When you have classes deriving from other base classes, then the base and the derived classes could have constructors. The constructors of all the base contracts will be called following the linearization rules (which we touched upon earlier in the context of Solidity). If the base constructors have arguments, then the derived contracts need to specify those arguments. This can be done either in the inheritance list of the derived contract or it can be explicitly done, so within the derived constructor itself.

Name Collision

Name collision is always an error in Solidity. It is an error when any one of the following pairs in a contract have the same name due to inheritance. A function and a modifier can't have the same names in the base and derived classes. A function and an event can't have the same name either. Finally, an event and a modifier also can't have a same name, if this happens, then this is a compile time error.

Contract Types

Besides the typical contracts supported by Solidity, it also supports three other contract types that are relevant when it comes to inheritance. Those are abstract contracts, interfaces and libraries.

Abstract Contracts

Abstract contracts are contracts where at least one of the functions in the contract is not implemented. These are specified using the abstract keyword.

Interfaces

Interfaces, in contrast to abstract contracts, can't have any of the functions implemented within them, they can't inherit from other contracts, all the declared functions must be external, they can't declare a constructor and they can't have any state variables. These are specified using the interface keyword.

Libraries. The using for directive.

Libraries are meant to be deployed only once at a specific address. The callers call the libraries using the DELEGATECALL opcode. This means that if library functions are called, their code is executed in the context of the calling contract. Libraries are specified using the library keyword.

Libraries in particular have several restrictions compared to typical contracts: they can't have state variables, they can't inherit from other classes or be inherited themselves, they can't receive Ether, they can't also be destroyed, they have access to state variables of the calling contract only, if they are explicitly supplied.

Library functions can only be called directly without the use of delegatecall, if they do not modify the state, that is, if they are view or pure functions. This is because libraries are assumed to be stateless by default.

Additionally, Solidity supports using for directive, which is used for attaching library functions to specific types in the context of a contract.

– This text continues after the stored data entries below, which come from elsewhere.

PR #458, opened 2026-06-24
Fix check for draining

jose-caballero:
### Special Notes:

---

### Submitter:

Have you (where applicable):

* [ ] Added unit tests?

---

### Reviewer

Does this PR:

### DIFF
--- a/actions/server.migrate.yaml
+++ b/actions/server.migrate.yaml
@@ -34,4 +34,9 @@ parameters:
     type: boolean
     required: true
     default: true
+  check_flavor:
+    description: "Check the Flavor of the Server to decide if migration is feasible. When set as True, GPUs, FPGAs, and Flavors with more than 60 CPUs will NOT be migrated."
+    type: boolean
+    required: true
+    default: true
 runner_type: python-script
--- a/lib/apis/openstack_api/openstack_server.py
+++ b/lib/apis/openstack_api/openstack_server.py
@@ -10,18 +10,19 @@ from openstack.exceptions import ResourceFailure, ResourceTimeout
 logger = logging.getLogger(__name__)
 
 
-def can_be_migrated(server: Server):
-    if server.flavor.name.startswith("g-") or server.flavor.name.startswith("f-"):
-        raise ValueError(
-            f"Attempted to move GPU or FPGA flavor, {server.flavor.name}, which is not allowed!"
-        )
+def can_be_migrated(server: Server, check_flavor: bool):
+    if check_flavor:
+        if server.flavor.name.startswith("g-") or server.flavor.name.startswith("f-"):
+            raise ValueError(
+                f"Attempted to move GPU or FPGA flavor, {server.flavor.name}, which is not allowed!"
+            )
+        if server.flavor.vcpus > 60:
+            raise ValueError(
+                f"Attempted to move flavor with greater than 60 cores, {server.flavor.name}, which is not allowed!"
+            )
     if server.status not in ["ACTIVE", "SHUTOFF"]:
         raise ValueError(
             f"Server status: {server.status}. The server must be ACTIVE or SHUTOFF to be migrated"
-        )
-    if server.flavor.vcpus > 60:
-        raise ValueError(
-            f"Attempted to move flavor with greater than 60 cores, {server.flavor.name}, which is not allowed!"
         )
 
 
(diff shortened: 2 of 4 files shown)


actions/server.migrate.yaml
```diff
@@ -34,4 +34,9 @@ parameters:
     type: boolean
     required: true
     default: true
+  check_flavor:
+    description: "Check the Flavor of the Server to decide if migration is feasible. When set as True, GPUs, FPGAs, and Flavors with more than 60 CPUs will NOT be migrated."
```
DavidFair, line 38: Nit, I would call it `live_migration`
Then the tick box (default) would do a live migration on CPU instances <60 cores

Unticking it would do a cold migration which can be done on anything but will shutdown while it happens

So for the directive using A for B;, A specifies the library and B specifies a particular type.

This means that the library functions in A will receive objects of type B as their first parameter when they are called on such types. This directive is applicable only within the current contract, including within all its functions.

It has no effect outside of the contract in which it is used, so for example, if this directive is used as shown here saying using safeMath for uint256;, it means that variables of type uint256 within that contract where this directive is used can be attached functions from the SafeMath library.

State Variables

Remember that state variables in Solidity can have different visibilities. One of them is public. public state variables have automatic getter functions generated by the Solidity compiler. These getters are just functions that are generated to allow accessing the value of the public state variable, so they return the value of those state variables. Such public state variables can override external functions in their base classes that have the same name as the public state variables, parameter and return types of those external functions match the getter function of these variables. so while public state variables in Solidity can override external functions according to thpse, they themselves can't be overridden.